### Exercise aim
Determine how many lines in the material below contain the string "like", then state only that count.
[[ Material supplied open ]]
PR #7824, opened 2024-03-09
Fix hint `Select` action for hyperlink escape

### LINKED ISSUE #7766: hints.enabled action="Select" mouse.enabled=true results in selection of the whole line (instead of just the hint)
Using the following configuration snippet:
```
#Select hint text
[[hints.enabled]]
action          = "Select"
hyperlinks      = true
mouse.enabled   = true
#mouse.mods      = "Alt"
```
The Select action select the whole line containing the hint, not just the hint text. 
For example:
If I do something like `ls -l --hyperlink=auto` only the files get underlined as I hover over them, but when clicked the whole line is selected.

This doesn't change even if I uncoment the `mouse.mods` line.

Is this the intended behavior?

The man 5 alacritty states:
```
Select
                   Select the hint's text.
```
So I would expect only the hint's text to be selected.

If it's not a bug / the current behavior is already established, would you consider something like "SelectHintOnly" action?

### System

OS: Linux (Fedora 38)
Version: alacritty 0.13.1
Linux/BSD: X11, KDE5 / KWin

chrisduerr:
This fixes an issue where the `Select` action for hyperlink escape text
would select the entire line, instead of selecting only the hyperlink
itself.

It also changes the way hyperlinks with the same ID are highlighted,
removing the restriction of being on consecutive lines and instead
highlighting all visible cells that correspond to the matching
hyperlink.

Closes #7766.

---

Had this patch around for a while but never sent it. It definitely changes the behavior a bit but imo the code is both simpler and works better.

### DIFF
--- a/alacritty/src/display/hint.rs
+++ b/alacritty/src/display/hint.rs
@@ -204,7 +204,8 @@ pub struct HintMatch {
 impl HintMatch {
     #[inline]
     pub fn should_highlight(&self, point: Point, pointed_hyperlink: Option<&Hyperlink>) -> bool {
-        self.bounds.contains(&point) && self.hyperlink.as_ref() == pointed_hyperlink
+        self.hyperlink.as_ref() == pointed_hyperlink
+            && (self.hyperlink.is_some() || self.bounds.contains(&point))
     }
 
     #[inline]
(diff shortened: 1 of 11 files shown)


alacritty/src/input/mod.rs
```diff
@@ -1050,12 +1050,9 @@ impl<T: EventListener, A: ActionContext<T>> Processor<T, A> {
         let point = self.ctx.mouse().point(&self.ctx.size_info(), display_offset);
         let hyperlink = self.ctx.terminal().grid()[point].hyperlink();
 
-        // Function to check if mouse is on top of a hint.
-        let hint_highlighted = |hint: &HintMatch| hint.should_highlight(point, hyperlink.as_ref());
-
         if let Some(mouse_state) = self.message_bar_cursor_state() {
             mouse_state
-        } else if self.ctx.display().highlighted_hint.as_ref().map_or(false, hint_highlighted) {
+        } else if hyperlink.is_some() {
```
chrisduerr, line 1055: This change isn't strictly necessary, but it seems to just work so why not?

kchibisov: Hm, the reason this works is because the logic is bit inconsistent. We basically set the cursor from the renderer and from this function, so that's why the code here works even though it doesn't check the regular region anyway.

In the current state of things you can remove all the logic around `hyperlink` and `::Pointer` and it'll still work. 

I don't really like that it's like that though since it's a bit error prone?

alacritty/src/display/hint.rs
```diff
@@ -204,7 +204,8 @@ pub struct HintMatch {
 impl HintMatch {
     #[inline]
     pub fn should_highlight(&self, point: Point, pointed_hyperlink: Option<&Hyperlink>) -> bool {
-        self.bounds.contains(&point) && self.hyperlink.as_ref() == pointed_hyperlink
+        self.hyperlink.as_ref() == pointed_hyperlink
+            && (self.hyperlink.is_some() || self.bounds.contains(&point))
```
kchibisov, line 208: What the reason to check `is_some`, I think it's already covered?

alacritty/src/display/hint.rs
```diff
@@ -400,49 +401,30 @@ pub fn highlighted_at<T>(
...
-
-        let line_contains_hyperlink = grid[next_line]
-            .into_iter()
-            .any(|cell| cell.hyperlink().map_or(false, |h| h == hyperlink));
-
-        if !line_contains_hyperlink {
+    let mut match_start = point;
+    let mut iter = grid.iter_from(point);
+    while let Some(cell) = iter.prev() {
+        if cell.hyperlink().map_or(false, |link| link == hyperlink) {
```
kchibisov, line 423: you can still use `for` here.

kchibisov (changes requested):
CHANGELOG entry.

alacritty/src/display/hint.rs
chrisduerr: If it's a hyperlink escape, we ALWAYS highlight regardless of the bounds. If we don't check for `is_some`, we'd only highlight with in bounds.

alacritty/src/display/hint.rs
chrisduerr: How?

alacritty/src/input/mod.rs
kchibisov: Pretty much yes. I'm not sure what to do about this function though, because clearly the check could be removed, though, maybe there's an edge case...

alacritty/src/display/hint.rs
kchibisov: Hm, you can not without changing the type in alacritty_terminal.

alacritty/src/input/mod.rs
chrisduerr: Yeah honestly I was kinda worried that this patch would only change the mouse cursor when on a hyperlink escape, but that doesn't seem to be the case.

chrisduerr: Actually I found why this is necessary and my changes broke things:

If you're in mouse mode and hover over a URL, this will change mouse shape without shift.

alacritty/src/display/hint.rs
chrisduerr: Yeah it's not a double-ended iterator unfortunately.

kchibisov (approved):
[[ Material supplied closed ]]
### Solution for this exercise
3